ICSA Colloquium Talk - 26/11/2020
Helium Vector Architecture for Cortex-M: The challenges (and opportunities) of being small
The performance demands of traditional DSP workloads like audio processing and sensor fusion have been increasing. Together with the emergence of new workloads like ML at the edge, this has resulted in the need for a significant increase in DSP capabilities, even in the smallest embedded devices. To address this, we have introduced Arm® Helium™ technology, the new vector extension for Arm Cortex® M processors. This clean sheet architecture eliminates the need for separate DSP processors and the complex heterogeneous development environments they introduce. Last year alone, the Arm ecosystem shipped over 16 billion Cortex M based devices. As such, Helium represents a significant enhancement to a pervasive architecture.
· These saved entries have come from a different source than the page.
PR #2710, opened 2025-04-07
Make fog distances customizable by the player

### LINKED ISSUE #634: Feature request: ability to control rendering distance in the config
Blocked by #633 

The rendering distance is currently defined per-level (or with a default for all levels) in the gameflow file. This obviously has benefits for custom level builders, but players who want to play OG should be able to tweak this without having to resort to editing the JSON.

We should retain the ability for the custom level builders to control it on a per-level basis, but at the same time, the config tool should let us override it. I imagine a checkbox, and two sliders: min and max rendering distance. To know whether to fall back to the gameflow definition it would suffice to have NULL values or missing JSON keys, but it's OK to also keep a separate artificial setting for the checkbox state if it's easier for the tool from #633.

rr-:
#### Checklist

#### Description

The builders can still override it in the game flow file. We are doing this in the cutscene 4.
The UI for this is poor, as it's not indicated anywhere if that is the case – in the event the builder does configure the fog, the settings remain editable by the player, but nothing happens.
Implementing this setting revealed a regression in 4.9 that caused the sprites to be immune to the fog.


lahm86 (approved):
LGTM

aredfan (approved):

PR #2712, opened 2025-04-08
items: handle null anims/frames for sprite objects

### LINKED ISSUE #2711: TR1X bug: crash in folly's 4th secret when 3d pickups are disabled

lahm86:
Resolves #2711.

#### Checklist

#### Description

This ensures that sprite objects (or anything with no animation index defined) are assigned a default animation and as such allows us to handle null frames when getting item bounds. When Lara's animations are injected, animation index 0 (which sprite objects would previously default to) is no longer valid, hence sprites would then be pointing to a null entry.

Essentially the fix is in `Level_ReadSpriteSequences` - by setting sprite objects to have anim index -1.

While this wouldn't currently affect TR2 as we don't shift Lara's animations, the same logic has been applied for consistency, and because it makes sense that sprites should not have animations/frames assigned.

Thanks @rr- for help with this.

### DIFF
--- a/docs/tr1/CHANGELOG.md
+++ b/docs/tr1/CHANGELOG.md
@@ -6,6 +6,7 @@
 - fixed mesh faces not being drawn under some circumstances (#2452, #2438)
 - fixed objects disappearing too early around screen edges (#2005)
 - fixed the trapezoid filter being toggled if Alt-F4 (either left or right) is used to close the game (#2690)
+- fixed a crash when 3D pickups are disabled and Lara crosses a trigger to look at a pickup item (#2711, regression from 4.8)
 - fixed trapezoid filter warping on faces close to the camera (#2629, regression from 4.9)
 - fixed Mac builds crashing upon start (regression from 4.9)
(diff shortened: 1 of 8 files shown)


rr- (approved):
Thank you :heart:

docs/tr1/CHANGELOG.md
```diff
@@ -6,6 +6,7 @@
 - fixed mesh faces not being drawn under some circumstances (#2452, #2438)
 - fixed objects disappearing too early around screen edges (#2005)
 - fixed the trapezoid filter being toggled if Alt-F4 (either left or right) is used to close the game (#2690)
+- fixed a crash when 3D pickups are disabled and Lara crosses a trigger to look at a pickup item (#2711)
```
rr-: Let's add an information that it's a regression from 4.8.

aredfan (approved):

docs/tr1/CHANGELOG.md
lahm86: Good catch, thanks.

PR #2714, opened 2025-04-08
tr1/output: make water color player-customizable

### LINKED ISSUE #1532: Feature request: ability to control water colour from the config
This is to log what was discussed on discord, and in some ways mirrors #634.

The level builders have control over water colour in the gameflow on a per-level basis, and this arrangement will continue to have priority over the config when using a mod.  However, the default water colour for all levels could be moved to config, with a drop-down selection of 3 options: TombATI, PS1 and DOS water colours.

__________________

| Config options | R    | G   | B   |
|----------------|------|-----|-----|
| TombATI        | 0.45 | 1.0 | 1.0 |
| PS1            | 0.3  | 1.0 | 1.0 |
| DOS            | 0.6  | 0.7 | 1.0 |

For reference: https://github.com/LostArtefacts/TR1X/blob/develop/GAMEFLOW.md#global-properties

rr-:
#### Checklist

#### Description

Resolves #1532.


lahm86 (commented):
Very nice :)
Perhaps it could be useful to allow discrete changes e.g. if the walk key is pressed, adjust only by 1 rather than 10.

rr-:
> Very nice :) Perhaps it could be useful to allow discrete changes e.g. if the walk key is pressed, adjust only by 1 rather than 10.

Good suggestion, thanks. Added.

lahm86 (approved):

aredfan (approved):
Thank you for working on this. The PR build works great including holding shift when changing values.

I was wondering if we could add these RGB values in documentation somewhere in case someone might need it. I've put together this table.

| .       | R   | G   | B   |
|---------|-----|-----|-----|
| TombATI | 115 | 255 | 255 |
| PS1     | 77  | 255 | 255 |
| DOS     | 153 | 179 | 255 |

PR #2717, opened 2025-04-08
savegame: move and rename various elements

lahm86:
#### Checklist

#### Description

This is a lot of renaming to bring some types into line with each other ready for creating a common savegame module. I also want to rename object IDs like shotgun ammo to match, so we can avoid too many `#if/else` later for functions like `Savegame_PersistGameToCurrentInfo`; I will do this separately next as this is big enough.

One gotcha here is the way TR2's used medipack stats were stored. I've changed this now to a double to match TR1, and updated reading legacy savefiles appropriately. I haven't uprevved the BSON though as it's unreleased, LMK if you think that's OK. It would just mean any saves since the BSON introduction wouldn't show accurate medi usage. That's probably the main thing to look for in testing, that the small/large usage shows accurately.


src/libtrx/include/libtrx/game/savegame/enum.h
```diff
@@ -0,0 +1,37 @@
...
+    // access to essential data, such as the level counter and the level title,
+    // without the need to parse the entire BSON document.
+    // Added TR2+ stats ammo hits/used, health packs used, distance travelled.
+    VERSION_7 = 7,
+
+    // Added the current TR1X version string.
+    VERSION_8 = 8,
+#elif TR_VERSION == 2
+    VERSION_0 = 0,
+#endif
```
rr-: TBH I'd use linear versioning across both games, considering we're aiming for a common TRX format. WDYT?

rr- (approved):
LGTM.

src/libtrx/include/libtrx/game/savegame/enum.h
lahm86: That makes sense, done 😌

aredfan (approved):

PR #2726, opened 2025-04-09
savegame: move main logic to TRX

lahm86:
#### Checklist

#### Description

This gets the majority of the savegame logic into TRX. The strategies are still separated for now per game, and there are still some dependencies we can't yet shift like the requesters and slot counts. `Savegame_ApplyLogicToCurrentInfo` is also still separated because of the different ways the two games handle losing weapons, ammo etc. Adjusting that can be done later, as again, this PR has grown big enough IMO.


src/libtrx/game/savegame/common.c
```diff
@@ -19,3 +181,459 @@ int32_t Savegame_GetBoundSlot(void)
...
+const SAVEGAME_INFO *Savegame_GetSavegameInfo(const int32_t slot_num)
+{
+    return &m_SavegameInfo[slot_num];
+}
+
+void Savegame_InitCurrentInfo(void)
+{
+    if (TR_VERSION == 2 && Game_IsBonusFlagSet(GBF_NGPLUS)) {
+        return;
+    }
```
rr-, line 305: Can we explain in the comment why we're doing this?

src/libtrx/game/savegame/common.c
```diff
@@ -19,3 +181,459 @@ int32_t Savegame_GetBoundSlot(void)
...
+    if (GF_GetGymLevel() != nullptr) {
+        Savegame_GetCurrentInfo(GF_GetGymLevel())->flags.available = 1;
+    }
+    if (GF_GetFirstLevel() != nullptr) {
+        Savegame_GetCurrentInfo(GF_GetFirstLevel())->flags.available = 1;
+    }
+
+#if TR_VERSION == 2
+    Game_SetBonusFlag(GBF_NONE);
+#endif
```
rr-, line 324: and this as well.

src/libtrx/include/libtrx/game/savegame/common.h
```diff
@@ -13,7 +37,31 @@ void Savegame_UnbindSlot(void);
...
-extern bool Savegame_Load(int32_t slot_num);
-extern bool Savegame_Save(int32_t slot_num);
+extern void Savegame_HighlightNewestSlot(void);
+extern void Savegame_ApplyLogicToCurrentInfo(const GF_LEVEL *level);
+
+#define REGISTER_SAVEGAME_STRATEGY(strategy_)                                  \
+    __attribute__((__constructor__)) static void M_Register(void)              \
+    {                                                                          \
+        Savegame_RegisterStrategy(strategy_);                                  \
+    }
```
rr-, line 67: Yessss

src/libtrx/include/libtrx/game/savegame/const.h
```diff
@@ -1,3 +1,5 @@
 #pragma once
 
 #define SAVEGAME_CURRENT_VERSION 8
+#define MAX_STRATEGIES 2
```
rr-: This can be a module-level constant

rr- (approved):
Looks great. I'd appreciate heavy testing around highlighting the newest slot.

src/libtrx/game/savegame/common.c
lahm86: I'm not entirely sure why this is in place, as removing it (and the second call below) doesn't appear to cause any problems. But rather than removing it here, I've added a `TODO` for when we implement NG options (which I'm happy to look at next), then it can be properly tested. At least currently, this matches what was in TR2's savegame module.

src/libtrx/include/libtrx/game/savegame/const.h
lahm86: Done, thanks.

aredfan (approved):

src/libtrx/game/savegame/common.c
rr-: Thanks!

rr- (approved):

PR #2756, opened 2025-04-13
tr2: fix collision issues with trapdoors and bridges

### LINKED ISSUE #2294: OG bug: drawbridge produces dynamic light
- /play 16
- /fly
- /tp 65 -1 65
- Roll

Use the door cheat to activate the drawbridge (may need to nudge Lara forward) and watch the right of the screen - dynamic light is produced. This object uses the same control as the 40F minisub.

### LINKED ISSUE #2752: OG bug: collision issues with trapdoors/bridges
Ref #606 - this applies to TR2 as well.

lahm86:
Resolves #2752.
Resolves #2294.

#### Checklist

#### Description

This moves the three bridges, drawbridge and trapdoor implementations to TRX, and makes the config option to fix collision issues available in TR2. This implicitly fixes #2294 as the drawbridge is no longer using the same control as the sub (O_GENERAL).

The TR2 test level for this has been updated to capture an embedded bridge (à la Lost Valley) and where a half tile slope together with a trapdoor is used (just to verify this continues to work), plus of course the thorough test scenarios we had implemented for TR1.

Something I noticed as an aside is that `O_TRAPDOOR_TYPE_3` doesn't have any object registration. I don't think it's used anywhere in TR1 or TR2 so  - should we allocate it as per the other two?


rr- (approved):
Thank you. I'd leave the trapdoor type 3 around as-is, as we want to go with an game-agnostic object mapper eventually anyway.

aredfan (approved):
LGTM. 👍 

I also noticed an issue that is also present in develop. In room 17, if Lara pushes the block onto the bridge, it loses its collision.

lahm86:
> LGTM. 👍
> 
> I also noticed an issue that is also present in develop. In room 17, if Lara pushes the block onto the bridge, it loses its collision.

Thanks. I forgot to mention that this room doesn't work yet in either game. Pushblocks with bridges, trapdoors (and lifts) can be tackled later (I will raise an issue).

Issue #2086, opened 2024-12-20
Lara doesn't lose water tint during water exit animations


Richard-L:
https://github.com/user-attachments/assets/6dc08022-5340-4d04-8a1d-96def29a339b

https://github.com/user-attachments/assets/e796d499-3f14-4d8f-9070-1d7d25013a85

I thougt there was an issue for this already but just couldn't find it.

Depending on the height of the animation, the effect of her tint plopping back to normal is more or less pronounced. In TR1X, the tint is reset immediately at the beginning of the animation. This seems like an improvement, but better yet might be to determine a frame in the animation where the tint changes again (?). Due to TR2's wading, the differences are more pronounced here.

Richard-L:
@aredfan posted this image on discord, and when looking at screenshots, the issue may be even more noticeable than with animations.
![20241221_075130_Laras_Home](https://github.com/user-attachments/assets/17bb2d62-b791-431c-b7db-b1c08da49417)

I wonder if the game knows the height to which Lara is underwater. At least the braid seems to know.

aredfan:
TR3 for reference, with only Lara's torso staying tinted above the waterline. Both games could be improved.

![Screenshot](https://github.com/user-attachments/assets/6137eb63-bdc9-4b16-94d4-002ca4969069)

Richard-L:
Ah very good idea to compare to TR3. Interesting that they've chosen a middle ground with the arms. I've never noticed this until now.

Here's a 10fps slowed down clip of her exiting water. It looks like the behaviour is similar to TR1, where the entire Lara model tint (ie just the arms in this case) is reset upon water exit animation. It's hidden quite well.

https://github.com/user-attachments/assets/5dd71997-7eab-4f94-b999-1855c2c6da78

There _is_ some kind of colour overlay happening though aside from the tint, with just the arms, where they're in or out of water:

![image](https://github.com/user-attachments/assets/ea9a7c32-a266-449b-aabb-b431d1549d25)

I wonder if this may only just be the semi-transparent white overlay from the ripples.

rr-:
A note from Discord: the fix for this issue should also cover enemy meshes.

Issue #879, opened 2023-06-08
OG bug: shadow of enemies/traps can turn opaque


aredfan:
Reported by Raildex on discord.  Unlike Lara whose shadow is always semi-transparent no matter the height, the winged mutant's shadow is fully opaque once a certain height is reached.  I've confirmed this to happen in the `Sanctuary of the Scion` and `Atlantis` levels.

<details><summary>Screenshots</summary>

![1](https://github.com/LostArtefacts/Tomb1Main/assets/94776985/4295be98-e6c0-499a-94da-c6719fb7efb6)
![2](https://github.com/LostArtefacts/Tomb1Main/assets/94776985/17583f17-dd83-47bd-bafe-6c655ee12f75)
![3](https://github.com/LostArtefacts/Tomb1Main/assets/94776985/6f3de5ae-2e96-4a4a-9f33-c1fac180c905)

</details>

Raildex:
Not only mutants have this issue
![Screenshot 2023-07-25 114913](https://github.com/LostArtefacts/Tomb1Main/assets/14938934/e52c82d6-4279-4d5c-bfe8-5b2828a5eab6)
![Screenshot 2023-07-25 114933](https://github.com/LostArtefacts/Tomb1Main/assets/14938934/103f0ecd-0e68-45d3-9427-7a96f8348c90)

aredfan:
A few more observations: before the trap is activated its shadow is opaque.

<details><summary>Screenshot</summary>

![20230727_071722_Tomb_of_Tihocan](https://github.com/LostArtefacts/Tomb1Main/assets/94776985/5b780358-2430-4478-a01f-aa987bffdfd3)

</details>

From this angle, the shadow is half-opaque and half-transparent.

<details><summary>Screenshot</summary>

![20230727_071806_Tomb_of_Tihocan](https://github.com/LostArtefacts/Tomb1Main/assets/94776985/60bb1f73-23a3-40db-afd2-18491df30dc1)

</details>

If Lara is on the surface after activating the trap, there is no shadow.

<details><summary>Screenshot</summary>

![20230727_072015_Tomb_of_Tihocan](https://github.com/LostArtefacts/Tomb1Main/assets/94776985/d186fafd-c035-4ec1-9b5d-9efa38beb626)

</details>

All of these behaviours are the same in TombATI.

PR #2757, opened 2025-04-13
creature: set TR1 enemy room number above position

### LINKED ISSUE #2753: TR1X - Creatures don't make any sounds when in 1 click high water
Tested with the Gorilla and Lion (Male and female), not tested with other creature entities. Happens as of latest stable and dev release (TR1X-4.9-132-g454d133).

[Example level](https://github.com/user-attachments/files/19724459/Level1.zip)

lahm86:
Resolves #2753.

#### Checklist

#### Description

This uses the same approach as TR2 to set an enemy's room number slightly above their position, so that one click water does not produce a tint and to allow sound effects to play. Re tint, #2086 can be tackled later for responsive tinting, this PR brings things into line with Lara in one-click water.

Test level in issue comment (original attachment has missing SFX data, but the bug is present nonetheless).

### DIFF
--- a/docs/tr1/CHANGELOG.md
+++ b/docs/tr1/CHANGELOG.md
@@ -13,6 +13,7 @@
 - fixed mesh faces not being drawn under some circumstances (#2452, #2438)
 - fixed objects disappearing too early around screen edges (#2005)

This talk will describe how Helium provides a scalable solution that is applicable to everything from high performance embedded applications right down to the most constrained devices. The most constrained Cortex M processors often have incredibly short pipelines and no caches or branch predictors. To illustrate the problems this can cause and our solutions, we compare some common features of the Scalable Vector Extension (SVE) and Helium; for example, support for complex math operations and predication. We describe why Helium takes a different approach to implementing these features and the benefits it brings to smaller-scale processors.
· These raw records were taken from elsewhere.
PR #2763, opened 2025-04-13
ui: introduce UI v2

rr-:
#### Checklist

#### Description

This PR introduces a new UI framework (ui v2), living under game/ui2/, based on an immediate-mode approach.

#### Background

The original UI system (ui v1) was added to reduce the need for manual widget positioning in client code, which was painful to debug and maintain. While v1 helped with layout, it required a significant amount of boilerplate for each widget. Every element needed explicit struct definitions, state management, and a bunch of wrapper code to hook into the layout and rendering system.

#### The new approach
This PR explores a more flexible approach based on immediate-mode UI. In this model, widgets are re-issued every frame and built into a virtual tree that uses an arena allocator to avoid memory thrashing. Layout and rendering are done in a single pass, and widgets operate directly on user-owned state.

#### Example usage:

```c
static UI2_PROMPT_STATE m_Prompt = {0};

// at startup
UI2_Prompt_Init(&m_Prompt);

// on every frame
UI2_BeginStack(UI_STACK_VERTICAL);
UI2_Label("Enter your name:");
UI2_Prompt(&m_Prompt);
UI2_EndStack();

// on shutdown
UI2_Prompt_Free(&m_Prompt);
```

Instead of storing widget state inside the UI system, this design lets the caller manage state explicitly. It makes the widget code dramatically simpler – see `game/ui/widgets/spacer.c` and `game/ui2/widgets/spacer.c` to see an example of this. It also removes the need to store references to individual widgets in the client code.

#### Notes

Normally, immediate-mode systems use internal widget IDs to track widget state across frames. I believe that it adds complexity we don't need here, and instead I opted to require callers to pass in their own state (e.g. `UI2_PROMPT_STATE`). In practice, this seems to work well.

#### Performance concerns

One questionable bit is that we reconstruct every label using a `TEXTSTRING` twice on every frame. This means the `strcmp()` dance around every glyph to match the Unicode endpoints to sprite indices. To help with this, I added caching to `TEXTSTRING` glyph Unicode decomposition, and rendering 5000 characters on the screen takes ~1 ms. I think that's acceptable. Rendering the controls dialog takes 0.18 ms.

#### Progress

All of the v1-dependent code is ported to v2 within the PR.


aredfan:
The console is working as expected in both games. 👍

rr-:
Added a basic caching of glyph decomposition to the text module, and I got a ~60% reduction in runtime for this code:
```c
    BENCHMARK benchmark = Benchmark_Start();
    UI2_BeginAnchor(0.5, 0.5);
    UI2_BeginStack(UI2_STACK_VERTICAL);
    for (int i = 0; i < 128; i++) {
        char tmp[200] = "";
        for (int j = 0; j < 50; j++) {
            char tmp2[10];
            sprintf(tmp2, "%d ", i);
            strcat(tmp, tmp2);
        }
        UI2_Label(tmp);
    }
    UI2_EndStack();
    UI2_EndStack();
    Benchmark_End(&benchmark, nullptr);
```

```
old=2.82 ms     new=1.18 ms     (41.84%)
```

I think we can live with this. Eventually I would like to remove text.c and TEXTSTRINGs altogether so we can spend some more time on performance tweaks at that time IMO.

lahm86:
Looking great! I tried the benchmarking too and am getting 0.2ms on average (replaced the contents of `UI2_Console` with the test code).

rr-:
> Looking great! I tried the benchmarking too and am getting 0.2ms on average (replaced the contents of `UI2_Console` with the test code).

Thanks, doubly so for taking the time to do a benchmark. However for a clearer picture of performance, you might want to focus on the `UI2_EndScene` function, as that's where the main tasks like sizing, laying out widgets, and drawing happen :relieved:

aredfan:
I've ran into these issues while testing the latest PR builds. (9afb65d)

- [x] The toggle UI input has no effect for photo mode in both games.
- [x] TR2X: The photo mode UI appears to be missing its border and text, see screenshot below.
- [x] TR2X: While photo mode is open, it can also affect a small part of the console, where the `U` is missing in `UI disabled`.

Screenshot

rr-:
@aredfan thanks – the photo mode issues should be now fixed.

The newest patch also fixes text scaling and ports the new game dialog in both games.

aredfan:
@rr- I can confirm that the UI toggle is working again for photo mode in TR1, and it does make the TR2's photo mode transparent box hide or show. Thank you. 👍 

The other 2 issues persists and seem to affect the new game dialog as well. If I start up the game and select new game option, the transparent box appears for a split second then disappears. If I play a level then return to the title screen and select new game, the transparent box stays visible until I deselect it.

I've also tried deleting TR2X.json5 and launched the game with default config settings, and the issues remain, so we can rule that out at least.
______________

- [x]  TR1X: I noticed that both photo mode and new game dialog box have either sizing issue or gets misplaced when the text size is changed to a value other than 1.0.

rr-:
@aredfan thank you. I've fixed the TR1 UI scaling issue. I've tried to address the TR2 issue as well, but it's a bit more difficult as I can't reproduce it on my end. Please LMK if that worked. Lastly, the pause screen is now powered with the v2.

aredfan:
@rr- The text scaling and pause screen both LGTM for TR1X. I'm afraid the TR2X issues still persists - affecting photo mode, new game dialog and pause screen.

rr-:
> @rr- The text scaling and pause screen both LGTM for TR1X. I'm afraid the TR2X issues still persists - affecting photo mode, new game dialog and pause screen.

Thank you. The only difference I notice with version 1 is the order of the text and background draws being swapped. I've now updated the order in version 2 to match it. Hopefully we got it this time :relieved:

aredfan:
**Issues:**

- [x] TR1X: Regarding the new game and pause dialogs - the border around the header and selection looks dark as if positioned behind the transparent box.

rr-:
Pushed a fix. Also ported the stats dialog.
Points of interest:
- TR1 end of the level in gym (no stats)
- compass stats in both games
- compare widget appearance timings with develop (esp. the stats dialog - in the compass, in gym, and in regular levels)
- assault course with no records
- assault course with records (it can store up to 10 records, and while the dialog only shows 7, you can actually use arrow buttons to move around like in other dialogs)
- a bug fix to the PS1-style stats dialogs – the title bar is now properly brown rather than purple
- small tweaks to paddings, margins and sizes all across the ui v2 widgets
Considering that the latest changes affected most of the core widgets, I'd appreciate some retesting. Screenshot comparisons with the original TombATI would be ideal – while the UI don't need to be pixel-perfect, they need to be a good-enough visual match.

From the v1 widgets left to port, only the TR2 graphic options and controls dialog are left.

aredfan:
> Pushed a fix.

Can confirm, thank you. 👍 

New issues I've come across:

- [x] In both games, the final stats doesn't fade-in from black, or fade-out to black
- [x] TR1: The end of level stats doesn't fade-out to black

lahm86 (approved):

lahm86 (approved):

aredfan (approved):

To increase performance, while still getting the most out of every gate, and every byte/s of available bandwidth, VLIW based DSPs expose the microarchitecture to software. This, however, comes at the cost of sacrificing software portability. We will present how Helium achieves the same goals by taking a balanced approach that exposes some microarchitecture details, but in a way that still preserves software portability. We explain the knock-on effects this had on the architecture and in particular, the exception model, where a key goal was maintaining the deterministic and low-latency interrupts that Cortex M is known for.
Tom is a Fellow within Arm Research where he leads the embedded architecture group. He was the architect behind both Arm’s Helium vector extension and the TrustZone security architecture for Cortex-M. For his PhD at Durham University, Tom used just-in-time compilation techniques to provide abstraction in reconfigurable computing systems. When not in the office, Tom can be found jumping out of perfectly good planes for some wingsuiting or formation skydiving.